:: RECORDED DATA
PR #493, opened 2021-06-15
nrf_security: cmake: refactor library re-archiving and fix archive globbing expression

tejlmand:
nrf_security: use cmake script for TFM header copy on windows

Fixes: NCSDK-10008

CMake / Ninja generator will create a bat file for command invocation
when the command line execution exceeds a certain length.

Unfortunately SES-NE invokes said bat file wrongly, so instead we create
a CMake script to be invoked in windows for the header copy operation.

---------

nrf_security: cmake: refactor library re-archiving

Fixes: NCSDK-10008

SES-NE has a limitation on how long a POST_BUILD command from the
build.ninja it can handle.

When that length is exceeded then post build commands are truncated in
the middle and thus causing unexpected behavior.

This commit creates a <backend>_extract build target which can then be
set as a depedency to the static library. As the extract target is a
dependency it will be executed prior to the build of the static library.
This ensures that the post build step of adding objects to the static
library can now be safely done as the post build step is now within the
limits of SES-NE.

---------

 nrf_security: cmake: using archive script when archiving a folder

Fixes: NCSDK-10008

When archiving extracted objects from imported nRF security libraries
then a globbing expression in the form of: `ar q <library> <folder>/*`
is used.

Unfortunately, SES-NE treat the `*` as a filename and not a globbing
expression which results in `ar` to fail as there is no file named `*`.

This is handled by introducing archive_folder.cmake script which takes
the folder as an argument and then globs for all files in that folder.

The list of files is then passed directly to the `ar` command including
the library, and thus no globbing is needed directly on `ar`.

### DIFF
--- a/nrf_security/cmake/archive_folder.cmake
+++ b/nrf_security/cmake/archive_folder.cmake
@@ -1,0 +1,17 @@
+#
+# Copyright (c) 2021 Nordic Semiconductor
+#
+# SPDX-License-Identifier: LicenseRef-Nordic-5-Clause
+#
+
+#
+# Script used to add object files to archive.
+#
+# The script requires the following parameters to be set
+# CMAKE_AR : Archiver to use for extracting
+# LIBRARY  : Library to which objects from FOLDER should be added.
+# FOLDER   : Folder containing objects to add to archive.
+#
+file(GLOB files ${FOLDER}/*)
+
+execute_process(COMMAND ${CMAKE_AR} q ${LIBRARY} ${files})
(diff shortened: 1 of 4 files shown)


tejlmand:
This fixes one part of NCS-10008.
::::
Please give every entry again, precisely as it appears.

PR #493, opened 2021-06-15
nrf_security: cmake: refactor library re-archiving and fix archive globbing expression

tejlmand:
nrf_security: use cmake script for TFM header copy on windows

Fixes: NCSDK-10008

CMake / Ninja generator will create a bat file for command invocation
when the command line execution exceeds a certain length.

Unfortunately SES-NE invokes said bat file wrongly, so instead we create
a CMake script to be invoked in windows for the header copy operation.

---------

nrf_security: cmake: refactor library re-archiving

Fixes: NCSDK-10008

SES-NE has a limitation on how long a POST_BUILD command from the
build.ninja it can handle.

When that length is exceeded then post build commands are truncated in
the middle and thus causing unexpected behavior.

This commit creates a <backend>_extract build target which can then be
set as a depedency to the static library. As the extract target is a
dependency it will be executed prior to the build of the static library.
This ensures that the post build step of adding objects to the static
library can now be safely done as the post build step is now within the
limits of SES-NE.

---------

 nrf_security: cmake: using archive script when archiving a folder

Fixes: NCSDK-10008

When archiving extracted objects from imported nRF security libraries
then a globbing expression in the form of: `ar q <library> <folder>/*`
is used.

Unfortunately, SES-NE treat the `*` as a filename and not a globbing
expression which results in `ar` to fail as there is no file named `*`.

This is handled by introducing archive_folder.cmake script which takes
the folder as an argument and then globs for all files in that folder.

The list of files is then passed directly to the `ar` command including
the library, and thus no globbing is needed directly on `ar`.

### DIFF
--- a/nrf_security/cmake/archive_folder.cmake
+++ b/nrf_security/cmake/archive_folder.cmake
@@ -1,0 +1,17 @@
+#
+# Copyright (c) 2021 Nordic Semiconductor
+#
+# SPDX-License-Identifier: LicenseRef-Nordic-5-Clause
+#
+
+#
+# Script used to add object files to archive.
+#
+# The script requires the following parameters to be set
+# CMAKE_AR : Archiver to use for extracting
+# LIBRARY  : Library to which objects from FOLDER should be added.
+# FOLDER   : Folder containing objects to add to archive.
+#
+file(GLOB files ${FOLDER}/*)
+
+execute_process(COMMAND ${CMAKE_AR} q ${LIBRARY} ${files})
(diff shortened: 1 of 4 files shown)


tejlmand:
This fixes one part of NCS-10008.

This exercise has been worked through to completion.